* Records drawn from a dataset *

◆ ◆ ◆

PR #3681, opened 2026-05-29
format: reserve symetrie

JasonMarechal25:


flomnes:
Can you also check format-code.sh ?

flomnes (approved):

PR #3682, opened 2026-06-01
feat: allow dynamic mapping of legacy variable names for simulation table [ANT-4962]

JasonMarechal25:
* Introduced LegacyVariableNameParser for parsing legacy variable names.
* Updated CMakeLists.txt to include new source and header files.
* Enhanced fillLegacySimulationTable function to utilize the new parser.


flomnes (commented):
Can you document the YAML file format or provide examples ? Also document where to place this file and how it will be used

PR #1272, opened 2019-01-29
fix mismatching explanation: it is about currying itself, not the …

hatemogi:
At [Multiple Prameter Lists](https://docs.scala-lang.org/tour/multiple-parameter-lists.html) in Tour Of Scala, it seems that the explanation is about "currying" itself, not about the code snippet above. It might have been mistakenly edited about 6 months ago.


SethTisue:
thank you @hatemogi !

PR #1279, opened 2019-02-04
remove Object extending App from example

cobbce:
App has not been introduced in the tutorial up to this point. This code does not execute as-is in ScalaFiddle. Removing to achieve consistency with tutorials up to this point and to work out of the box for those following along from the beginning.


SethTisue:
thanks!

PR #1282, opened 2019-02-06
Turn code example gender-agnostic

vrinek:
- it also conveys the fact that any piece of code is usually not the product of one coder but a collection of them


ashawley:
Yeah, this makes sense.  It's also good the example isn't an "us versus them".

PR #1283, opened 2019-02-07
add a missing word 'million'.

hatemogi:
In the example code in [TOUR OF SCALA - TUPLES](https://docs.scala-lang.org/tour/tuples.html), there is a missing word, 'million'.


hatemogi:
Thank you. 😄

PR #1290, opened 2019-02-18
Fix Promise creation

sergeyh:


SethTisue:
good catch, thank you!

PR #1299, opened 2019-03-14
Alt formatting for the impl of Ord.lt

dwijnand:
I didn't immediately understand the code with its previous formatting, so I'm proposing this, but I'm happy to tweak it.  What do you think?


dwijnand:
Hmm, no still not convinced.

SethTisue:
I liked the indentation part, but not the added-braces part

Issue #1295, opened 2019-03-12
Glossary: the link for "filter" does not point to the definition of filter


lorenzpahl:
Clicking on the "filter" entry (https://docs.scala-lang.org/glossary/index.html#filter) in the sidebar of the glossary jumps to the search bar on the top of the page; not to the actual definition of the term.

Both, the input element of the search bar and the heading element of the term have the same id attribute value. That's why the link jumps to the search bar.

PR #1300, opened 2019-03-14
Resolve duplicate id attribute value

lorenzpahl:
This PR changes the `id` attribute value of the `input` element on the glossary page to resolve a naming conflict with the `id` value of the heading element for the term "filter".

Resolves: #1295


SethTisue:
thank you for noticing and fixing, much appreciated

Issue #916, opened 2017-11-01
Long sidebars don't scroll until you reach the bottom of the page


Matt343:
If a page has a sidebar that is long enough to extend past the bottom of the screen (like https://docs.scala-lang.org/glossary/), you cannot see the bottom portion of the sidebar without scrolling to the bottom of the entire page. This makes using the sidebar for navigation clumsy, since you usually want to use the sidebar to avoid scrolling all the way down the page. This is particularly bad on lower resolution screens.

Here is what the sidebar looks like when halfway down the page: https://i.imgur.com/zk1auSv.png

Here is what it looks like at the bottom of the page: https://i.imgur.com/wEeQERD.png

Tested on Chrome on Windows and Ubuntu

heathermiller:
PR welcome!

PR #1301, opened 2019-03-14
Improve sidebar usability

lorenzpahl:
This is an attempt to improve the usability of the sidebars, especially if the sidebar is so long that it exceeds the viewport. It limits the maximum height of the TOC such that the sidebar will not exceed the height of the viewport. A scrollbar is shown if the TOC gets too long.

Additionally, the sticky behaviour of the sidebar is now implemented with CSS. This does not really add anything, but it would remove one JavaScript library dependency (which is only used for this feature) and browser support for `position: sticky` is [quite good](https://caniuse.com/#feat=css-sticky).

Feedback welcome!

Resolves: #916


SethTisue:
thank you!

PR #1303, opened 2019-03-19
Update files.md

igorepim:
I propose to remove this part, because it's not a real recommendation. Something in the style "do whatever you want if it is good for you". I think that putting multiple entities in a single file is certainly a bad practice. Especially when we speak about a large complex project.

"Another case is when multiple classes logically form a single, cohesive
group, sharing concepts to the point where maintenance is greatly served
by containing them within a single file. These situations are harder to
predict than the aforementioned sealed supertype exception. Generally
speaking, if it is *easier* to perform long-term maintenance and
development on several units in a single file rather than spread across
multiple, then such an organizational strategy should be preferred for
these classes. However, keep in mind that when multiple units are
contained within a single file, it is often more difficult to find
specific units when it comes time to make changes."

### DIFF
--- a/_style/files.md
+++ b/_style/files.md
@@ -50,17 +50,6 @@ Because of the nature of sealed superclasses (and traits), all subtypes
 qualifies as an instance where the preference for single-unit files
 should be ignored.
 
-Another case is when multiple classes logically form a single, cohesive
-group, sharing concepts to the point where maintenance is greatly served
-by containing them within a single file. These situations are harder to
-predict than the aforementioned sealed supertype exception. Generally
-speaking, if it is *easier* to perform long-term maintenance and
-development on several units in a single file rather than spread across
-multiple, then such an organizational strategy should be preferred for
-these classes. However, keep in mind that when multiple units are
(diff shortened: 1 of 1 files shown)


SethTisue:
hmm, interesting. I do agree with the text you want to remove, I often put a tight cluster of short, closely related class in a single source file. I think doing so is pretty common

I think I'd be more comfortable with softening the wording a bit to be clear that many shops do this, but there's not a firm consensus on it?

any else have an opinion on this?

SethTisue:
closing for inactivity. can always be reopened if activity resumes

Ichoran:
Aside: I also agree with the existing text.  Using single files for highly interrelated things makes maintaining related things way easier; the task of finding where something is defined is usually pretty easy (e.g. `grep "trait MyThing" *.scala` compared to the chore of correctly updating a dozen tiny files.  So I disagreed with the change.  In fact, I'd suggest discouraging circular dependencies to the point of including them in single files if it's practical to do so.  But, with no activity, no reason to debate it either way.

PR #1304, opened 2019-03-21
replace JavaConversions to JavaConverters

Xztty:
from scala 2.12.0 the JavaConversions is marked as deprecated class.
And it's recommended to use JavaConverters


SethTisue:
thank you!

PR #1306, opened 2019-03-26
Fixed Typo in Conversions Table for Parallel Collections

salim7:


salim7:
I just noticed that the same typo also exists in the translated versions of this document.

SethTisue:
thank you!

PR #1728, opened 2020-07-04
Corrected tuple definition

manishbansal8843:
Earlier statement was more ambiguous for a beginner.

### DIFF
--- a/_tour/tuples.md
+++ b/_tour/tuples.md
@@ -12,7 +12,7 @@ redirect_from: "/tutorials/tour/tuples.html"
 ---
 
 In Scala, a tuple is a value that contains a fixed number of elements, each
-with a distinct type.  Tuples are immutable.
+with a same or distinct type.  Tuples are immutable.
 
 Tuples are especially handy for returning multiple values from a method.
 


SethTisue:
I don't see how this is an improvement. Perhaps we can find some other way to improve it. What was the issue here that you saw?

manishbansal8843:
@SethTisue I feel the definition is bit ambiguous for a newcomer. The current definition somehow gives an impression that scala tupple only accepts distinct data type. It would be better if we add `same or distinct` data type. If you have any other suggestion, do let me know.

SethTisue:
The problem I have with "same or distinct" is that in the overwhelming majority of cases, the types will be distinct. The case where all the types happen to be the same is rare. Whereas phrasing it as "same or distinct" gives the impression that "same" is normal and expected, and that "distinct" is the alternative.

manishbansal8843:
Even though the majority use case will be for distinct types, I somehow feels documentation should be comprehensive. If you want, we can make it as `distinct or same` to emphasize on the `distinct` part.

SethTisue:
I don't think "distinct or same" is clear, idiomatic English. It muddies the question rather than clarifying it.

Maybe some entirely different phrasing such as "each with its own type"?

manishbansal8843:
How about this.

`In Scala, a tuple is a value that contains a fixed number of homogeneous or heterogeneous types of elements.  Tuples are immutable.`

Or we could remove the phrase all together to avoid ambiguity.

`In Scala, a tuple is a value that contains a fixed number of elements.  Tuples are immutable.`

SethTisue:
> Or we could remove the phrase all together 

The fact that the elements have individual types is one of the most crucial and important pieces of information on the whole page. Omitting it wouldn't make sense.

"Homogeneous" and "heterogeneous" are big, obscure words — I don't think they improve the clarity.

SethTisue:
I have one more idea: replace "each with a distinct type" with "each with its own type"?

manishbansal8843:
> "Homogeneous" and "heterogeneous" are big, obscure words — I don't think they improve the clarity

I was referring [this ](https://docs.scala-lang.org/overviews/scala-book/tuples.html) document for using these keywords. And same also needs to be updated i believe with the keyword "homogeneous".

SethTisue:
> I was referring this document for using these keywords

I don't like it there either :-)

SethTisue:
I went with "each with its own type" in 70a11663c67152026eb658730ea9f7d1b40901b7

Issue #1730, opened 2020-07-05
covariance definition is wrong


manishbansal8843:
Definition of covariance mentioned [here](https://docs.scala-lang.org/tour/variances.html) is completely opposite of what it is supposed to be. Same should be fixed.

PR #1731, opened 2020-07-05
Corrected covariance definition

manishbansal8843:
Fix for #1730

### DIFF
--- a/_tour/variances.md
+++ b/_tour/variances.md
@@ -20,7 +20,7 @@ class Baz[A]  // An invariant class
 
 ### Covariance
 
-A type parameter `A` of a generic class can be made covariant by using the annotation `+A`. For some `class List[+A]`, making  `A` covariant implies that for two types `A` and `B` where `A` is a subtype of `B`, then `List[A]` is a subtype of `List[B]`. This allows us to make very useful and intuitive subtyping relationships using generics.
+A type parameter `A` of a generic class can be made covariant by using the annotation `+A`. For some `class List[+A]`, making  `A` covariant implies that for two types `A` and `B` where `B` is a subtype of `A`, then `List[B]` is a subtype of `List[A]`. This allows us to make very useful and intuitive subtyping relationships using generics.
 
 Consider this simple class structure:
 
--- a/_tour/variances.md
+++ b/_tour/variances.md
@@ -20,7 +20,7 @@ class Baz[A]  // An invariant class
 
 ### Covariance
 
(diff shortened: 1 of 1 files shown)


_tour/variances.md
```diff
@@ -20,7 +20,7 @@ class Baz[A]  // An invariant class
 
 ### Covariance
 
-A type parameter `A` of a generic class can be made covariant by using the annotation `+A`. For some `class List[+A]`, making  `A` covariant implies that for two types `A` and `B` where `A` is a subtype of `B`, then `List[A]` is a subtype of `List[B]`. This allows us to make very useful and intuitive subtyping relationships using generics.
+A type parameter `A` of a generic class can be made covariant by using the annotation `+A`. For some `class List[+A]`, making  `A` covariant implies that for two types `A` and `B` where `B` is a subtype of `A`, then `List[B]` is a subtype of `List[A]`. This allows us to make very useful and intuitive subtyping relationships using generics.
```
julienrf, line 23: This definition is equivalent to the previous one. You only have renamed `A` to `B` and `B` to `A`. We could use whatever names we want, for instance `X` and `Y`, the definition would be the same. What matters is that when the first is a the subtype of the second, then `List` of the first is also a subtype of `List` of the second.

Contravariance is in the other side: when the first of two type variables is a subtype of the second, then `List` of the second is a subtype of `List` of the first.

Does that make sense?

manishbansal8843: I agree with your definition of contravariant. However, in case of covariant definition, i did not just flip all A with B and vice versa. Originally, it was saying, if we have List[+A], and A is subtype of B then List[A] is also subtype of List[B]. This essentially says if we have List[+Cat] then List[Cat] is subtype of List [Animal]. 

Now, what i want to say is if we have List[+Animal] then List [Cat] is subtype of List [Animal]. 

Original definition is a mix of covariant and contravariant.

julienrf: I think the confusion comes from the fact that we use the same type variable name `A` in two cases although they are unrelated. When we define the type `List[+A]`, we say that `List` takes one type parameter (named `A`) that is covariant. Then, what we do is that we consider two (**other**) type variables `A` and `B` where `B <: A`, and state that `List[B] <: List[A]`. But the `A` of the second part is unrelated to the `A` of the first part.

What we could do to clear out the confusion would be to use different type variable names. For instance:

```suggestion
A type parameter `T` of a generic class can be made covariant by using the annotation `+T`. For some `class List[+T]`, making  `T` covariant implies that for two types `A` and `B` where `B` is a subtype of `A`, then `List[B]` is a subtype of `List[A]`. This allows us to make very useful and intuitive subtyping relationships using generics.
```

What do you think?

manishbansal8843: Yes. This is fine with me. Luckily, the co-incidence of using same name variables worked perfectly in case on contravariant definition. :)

◆ ◆ ◆

* DESCRIPTION OF THE TASK *
From the records above, pull out each line that has "missing".

* WRITTEN SOLUTION *
add a missing word 'million'.
In the example code in [TOUR OF SCALA - TUPLES](https://docs.scala-lang.org/tour/tuples.html), there is a missing word, 'million'.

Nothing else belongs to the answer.